Your assignment: The task requires restating, word for word, the lines of the entries below from the one containing "1, Rational(1, 10))" through the final one, both included.

(Data entries)
PR #184, opened 2015-02-22
Move equality output formatting code out of rspec-expectations

gavingmiller:
Part of a larger effort originating from rspec/rspec-mocks#898 to pull Time, DateTime, and BigDecimal comparison code into a central location, and then apply across the entire rspec suite of projects.

### DIFF
--- a/spec/rspec/support/object_inspector_spec.rb
+++ b/spec/rspec/support/object_inspector_spec.rb
@@ -1,0 +1,97 @@
+require 'rspec/support/object_inspector'
+require 'rspec/matchers/fail_matchers'
+
+module RSpec
+  module Support
+    describe ObjectInspector, ".inspect" do
+      context 'with Time objects' do
+        let(:time) { Time.utc(1969, 12, 31, 19, 01, 40, 101) }
+        let(:formatted_time) { ObjectInspector.inspect(time) }
+
+        it 'produces an extended output' do
+          expected_output = "1969-12-31 19:01:40.000101"
+          expect(formatted_time).to include(expected_output)
+        end
+      end
+
+      context 'with DateTime objects' do
+        def with_date_loaded
+          in_sub_process_if_possible do
+            require 'date'
+            yield
+          end
+        end
+
+        let(:date_time) { DateTime.new(2000, 1, 1, 1, 1, Rational(1, 10)) }
+        let(:formatted_date_time) { ObjectInspector.inspect(date_time) }
+
+        it 'formats the DateTime using inspect' do
+          with_date_loaded do
+            expect(formatted_date_time).to eq(date_time.inspect)
+          end
+        end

Problem solution:
+        let(:date_time) { DateTime.new(2000, 1, 1, 1, 1, Rational(1, 10)) }
+        let(:formatted_date_time) { ObjectInspector.inspect(date_time) }
+
+        it 'formats the DateTime using inspect' do
+          with_date_loaded do
+            expect(formatted_date_time).to eq(date_time.inspect)
+          end
+        end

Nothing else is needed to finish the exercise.